Born to Russian Jewish immigrants, Berns had rheumatic fever as a child, damaging his heart and leading to his death at the age of 38 in 1967. He was also known as Bert Russell and Russell Byrd.

Berns founded BANG Records and the R&B label Shout Records. A 2016 inductee into the Rock and Roll Hall of Fame, Berns’ writing credits include “Twist and Shout,” “Everybody Needs Somebody to Love,” “I Want Candy” and “Hang On Sloopy.”

Producer credits include “Under the Boardwalk,” “Piece of My Heart” and “Brown Eyed Girl.”

“The B-Side: Elsa Dorfman’s Portrait Photography” will be screened on Aug. 26 at 10 a.m. at the Lyric Theatre. Since 1980, Dorfman has done portraits with one of only eight large-format Polaroid cameras ever made, using 20×24 film. Polaroid went out of business in 2008, making her photography more challenging.

Her portraits are done with a plain white background, and she takes two pictures. The subject then gets to choose which one to keep. Dorfman keeps the other one, “the B-side,” which often have a blink or less enticing expression.

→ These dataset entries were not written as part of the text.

PR #371, opened 2026-07-22
Close the colonist import/export overlap window

### LINKED ISSUE #293: Trading population back and forth between planets
Image

I think there are mixed things happening here. I don't know the exact logic, but it is something like:

If above 90% pop and above 2 billion pop, then see whether you can export population.
If below 80% pop, then see whether you can import population.
If above 95% pop and building a biosphere, then assume that we are expanding the population cap and start importing population with a single freighter.

1. Ping ponging population situation 1 where rule 1 and 3 conflict:

The first rule and third rule happened here just after each other. The first one made the planet export population to less populated planets. The third one kicked in when a biosphere was built to make room for the recently invented xeno mine. So now the planet is ping-ponging between importing and exporting population.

Academy Award-winning director Errol Morris has known Dorfman for decades, and after spending an afternoon with her looking at the Polaroids and hearing her stories, he knew there was a movie to be made.

A “nice Jewish girl from Boston,” Dorfman was at MIT to pursue a career as a teacher when she was handed a camera, and she was hooked. She took portraits of local writers and became friends with Allen Ginsberg.

After discovering the large format camera, which she pestered Polaroid to let her borrow, she continued as a portrait photographer, not doing photography for gallery shows.

“Lemon,” on Aug. 26 at 7:40 p.m. at the Alabama Theatre, is a quirky piece directed by Janicza Bravo and written by Bravo along with Brett Gelman.

Gelman plays Isaac Lachmann, an off-putting lead whose blind girlfriend of 10 years leaves him, causing more of a downward spiral. He tries to woo another, and one lengthy scene is an eccentric Passover Seder with his family.

Jewish director Nathan Silver’s “Thirst Street” will be at the RMTC Cabaret Theatre on Aug. 26 at 7:40 p.m. In it, Gina, an American flight attendant emotionally paralyzed by her lover’s suicide, falls in love with a Parisian bartender on a layover, only to find herself tangled in a web when an old flame of the bartender suddenly returns.

The opening night film Aug. 25 will be “Step,” a documentary about a charter high school for low-income girls in Baltimore, focusing on improving the students through a step dance team.

The closing night film Sunday night is “My Friend Dahmer,” about the teenage years of serial killer Jeffrey Dahmer.